Bachtrack is asking the same six questions to many composers this month as part of its focus on contemporary music. Here’s what James MacMillan had to say.
1. What influences are important to you and your music? Do you choose them, or do they choose you?
As a student I made a conscious study of major developments in recent music and I think there are still subliminal influences from the likes of Messiaen and Shostakovich at work in my music. However, the counterpoint from deep history in the work of Palestrina and Tallis remains an important thread in the way I think about composition.
2. What (if anything) do you want listeners to take away from your music?
I don’t really think of it that way! I like the idea of a listener being hungry and thirsty for engagement with music they don’t yet know. That is an ideal listener. If he or she is open to the possibility of new music speaking to them, then the communication process is likely to work.
3. Is there a composition of yours which you are most satisfied with? What makes it successful?
My mind is always caught up with the last piece I have written! At the moment that is a viola concerto for Lawrence Power. Not having heard it yet, I can nevertheless say that it is the piece that has advanced my ideas most fully so far. But that will no doubt change soon...
4. How important is new technology to you as a composer?
I’m afraid I can’t use technology. I wish I could, but I have a bit of a block with these things. Nevertheless I have written a couple of pieces that required a very simple and basic electro-acoustic dimension. For these, I employed some students who knew what they were doing, so they could tell me which buttons to press, etc! I needed to manipulate some natural sounds for simultaneous playback in my music-theatre piece Parthenogenesis and in my concertante violin piece A Deep But Dazzling Darkness. Having said that though, my main concession to modern technology is my electric pencil sharpener...
5. What music do you enjoy listening to?
If pressed, I would say choral music. The human voice, singing in conjunction with others is a sonic miracle. The British choral tradition is something to be proud of, but I am gradually discovering the choral sounds of other countries. I heard the SWR Stuttgart Vocal Ensemble, conducted by Englishman Marcus Creed recently, and they are amazing.
6. How is composing changing, and where do you want new music to go in the future?
It is interesting what has changed even in my lifetime. I didn’t foresee the growing popularity of choral music when I was younger, but living composers seem to be the object of some curiosity and interest in the huge audience for choral music today. Also, there seems to have been an explosion in styles and aesthetics in the last 20 years, which has changed my world substantially. That can bring confusion as well as freedom, and it is up to each individual composer to filter out that which is superfluous and focus on what is important.

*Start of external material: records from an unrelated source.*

PR #3704, opened 2020-11-17
gcp: faster startup and refreshes with many MIGs

bpineau:
With 1.5k MIGs attached to a cluster, cluster-autoscaler needs about
40mn to start. Refreshing MIGs+ITs concurrently brings that down to
about 5mn.

While bulk GCE API calls (triggered at startup and on Refresh() calls)
and a few stateless functions (called by GetMigInstanceTemplate) become
concurrent, cache accesses remains lock protected. To that effect:
* Set RegenerateInstancesCache to run parallels RegenerateInstanceCacheForMig
  (slightly adapted so the slow GceService.FetchMigInstances call isn't locked)
* Set fetchAutoMigs to run parallels registerMig: rework GetMigInstanceTemplate
  so the slow InstanceGroupManagers.Get+InstanceTemplates.Get calls aren't locked

Tested on a large k8s cluster (> 1k MIGs) with intense scaling activity,
and tested on live clusters with "go build -race" cluster-autoscaler builds.

### DIFF
--- a/cluster-autoscaler/cloudprovider/gce/cache.go
+++ b/cluster-autoscaler/cloudprovider/gce/cache.go
@@ -17,12 +17,14 @@ limitations under the License.
 package gce
 
 import (
+	"context"
 	"fmt"
 	"reflect"
 	"strings"
 	"sync"
 
 	"k8s.io/autoscaler/cluster-autoscaler/cloudprovider"
+	"k8s.io/client-go/util/workqueue"
 
 	gce "google.golang.org/api/compute/v1"
 	klog "k8s.io/klog/v2"
@@ -71,13 +73,14 @@ type GceCache struct {
 	migTargetSizeCache       map[GceRef]int64
 	migBaseNameCache         map[GceRef]string
 	instanceTemplatesCache   map[GceRef]*gce.InstanceTemplate
+	concurrentGceRefreshes   int
 
 	// Service used to refresh cache.
 	GceService AutoscalingGceClient
 }
 
 // NewGceCache creates empty GceCache.
-func NewGceCache(gceService AutoscalingGceClient) *GceCache {
+func NewGceCache(gceService AutoscalingGceClient, concurrentGceRefreshes int) *GceCache {
 	return &GceCache{
 		migs:                     map[GceRef]Mig{},
 		instanceRefToMigRef:      map[GceRef]GceRef{},
@@ -87,6 +90,7 @@ func NewGceCache(gceService AutoscalingGceClient) *GceCache {
 		migBaseNameCache:         map[GceRef]string{},
 		instanceTemplatesCache:   map[GceRef]*gce.InstanceTemplate{},
 		GceService:               gceService,
+		concurrentGceRefreshes:   concurrentGceRefreshes,
 	}
 }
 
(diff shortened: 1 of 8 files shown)


MaciekPytel:
Sorry I missed it earlier. I'd like to run some tests to understand the impact of this change on the rate of API call quota. In particular whether it will hit default quota in the case of 100 or so MIGs.
I won't be able to run the test today, but I'll try to do it early next week (either myself or get one of the other GCP devs to do it).

vivekbagade:
Hey @bpineau Thanks for submitting the fix. I've picked up the review and will do so this week. Sorry for the delay overall.

cluster-autoscaler/cloudprovider/gce/cache.go
```diff
@@ -222,9 +224,28 @@ func (gc *GceCache) getMigNoLock(migRef GceRef) (mig Mig, found bool) {
...
+		klog.V(4).Infof("Failed MIG info request for %s: %v", migRef.String(), err)
+		return err
+	}
+
 	gc.cacheMutex.Lock()
 	defer gc.cacheMutex.Unlock()
-	return gc.regenerateInstanceCacheForMigNoLock(migRef)
+
+	// cleanup old entries
+	gc.removeInstancesForMigs(migRef)
```
vivekbagade, line 239: this code(239-248) is shared with regenerateInstanceCacheForMigNoLock. Consider moving it to one func used that would be used in both funcs.

cluster-autoscaler/cloudprovider/gce/gce_manager.go
```diff
@@ -51,6 +54,7 @@ const (
 	migAutoDiscovererKeyPrefix   = "namePrefix"
 	migAutoDiscovererKeyMinNodes = "min"
 	migAutoDiscovererKeyMaxNodes = "max"
+	concurrentGceRefreshes       = 10
```
vivekbagade, line 57: This really needs to a configurable via an flag with a default of 1. This can affect project quota in major ways.

cluster-autoscaler/cloudprovider/gce/mig_instance_templates_provider.go
```diff
@@ -52,14 +52,13 @@ func NewCachingMigInstanceTemplatesProvider(cache *GceCache, gceClient Autoscali
...
 	p.mutex.Lock()
-	defer p.mutex.Unlock()
-
 	if !p.lastRefresh.Add(migInstanceCacheRefreshInterval).After(time.Now()) {
 		p.cache.InvalidateAllMigInstanceTemplates()
 		p.lastRefresh = time.Now()
 	}
 
 	instanceTemplate, found := p.cache.GetMigInstanceTemplate(migRef)
+	p.mutex.Unlock()
```
vivekbagade, line 61: releasing and acquire locks multiple times in a function can cause bugs where a refactor can break things. Consider making moving each snippet into new funcs where each func begins with lock and defer unlock

vivekbagade (commented):
Thanks for the CL. Left some comments.

bpineau:
@vivekbagade thanks a lot for the review! Just pushed an update addressing your comments.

James MacMillan read music at Edinburgh University and took doctoral studies in composition at Durham University with John Casken. After working as a lecturer at Manchester University, he returned to Scotland and settled in Glasgow. The successful première of Tryst at the 1990 St Magnus Festival led to his appointment as Affiliate Composer of the Scottish Chamber Orchestra. Between 1992 and 2002 he was Artistic Director of the Philharmonia Orchestra’s Music of Today series of contemporary music concerts. MacMillan is internationally active as a conductor, working as composer/conductor with the BBC Philharmonic between 2000 and 2009, and appointed Principal Guest Conductor of the Netherlands Radio Chamber Philharmonic from 2010. He was awarded a CBE in January 2004.